Exercise aim
With the line containing "m.ready = ready" as the first and the final line of the entries as the last, repeat exactly the lines in that span, including both.

Dataset entries:
Start of Block

PR #6055, opened 2026-03-04
dpulease: fix lease ownerReference and log healthy recovery

jkary:
## Summary
- Set `blockOwnerDeletion` to `false` on the DPU lease ownerReference. The ovnkube-node service account typically lacks permission to set finalizers on Node objects, causing a crash when `blockOwnerDeletion` is `true`.
- Log at debug level when the DPU lease transitions from unhealthy back to healthy, matching the existing "marked unhealthy" warning for better observability. The log only fires on actual recovery, not on initial startup.

## Test plan
- [x] Unit tests pass (`PKGS=./pkg/node/dpulease/... make test`)
- [x] Verified in DPF cross-cluster deployment: lease creation succeeds without finalizer permission errors
- [x] Verified lease recovery log appears after DPU pod restart

## Release Notes

* **Bug Fixes**
  * Improved lease health status reporting to reduce redundant logging and ensure accurate state transitions.
  * Fixed lease ownership handling to properly manage object lifecycle and prevent orphaned resources.

* **Tests**
  * Added comprehensive test coverage for status transition scenarios and ownership correction logic.

### DIFF
--- a/go-controller/pkg/node/dpulease/manager.go
+++ b/go-controller/pkg/node/dpulease/manager.go
@@ -200,7 +200,12 @@ func (m *Manager) setStatus(reason string, ready bool) {
 	m.statusMu.Lock()
 	defer m.statusMu.Unlock()
 
-	if m.ready != ready || m.reason != reason {
+	prevReady := m.ready
+	prevReason := m.reason
+	if prevReady != ready || prevReason != reason {
+		if ready && !prevReady && prevReason != "" {
+			klog.V(4).Infof("DPU lease %s marked healthy", m.leaseName())
+		}
 		m.ready = ready
 		m.reason = reason
 	}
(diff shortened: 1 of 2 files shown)


aserdean:
IMO I don't think this is needed since the user can see this from the node status.

If we do decide to log this message this should be at debug level.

End of Block

Exercise answer
 		m.ready = ready
 		m.reason = reason
 	}
(diff shortened: 1 of 2 files shown)


aserdean:
IMO I don't think this is needed since the user can see this from the node status.

If we do decide to log this message this should be at debug level.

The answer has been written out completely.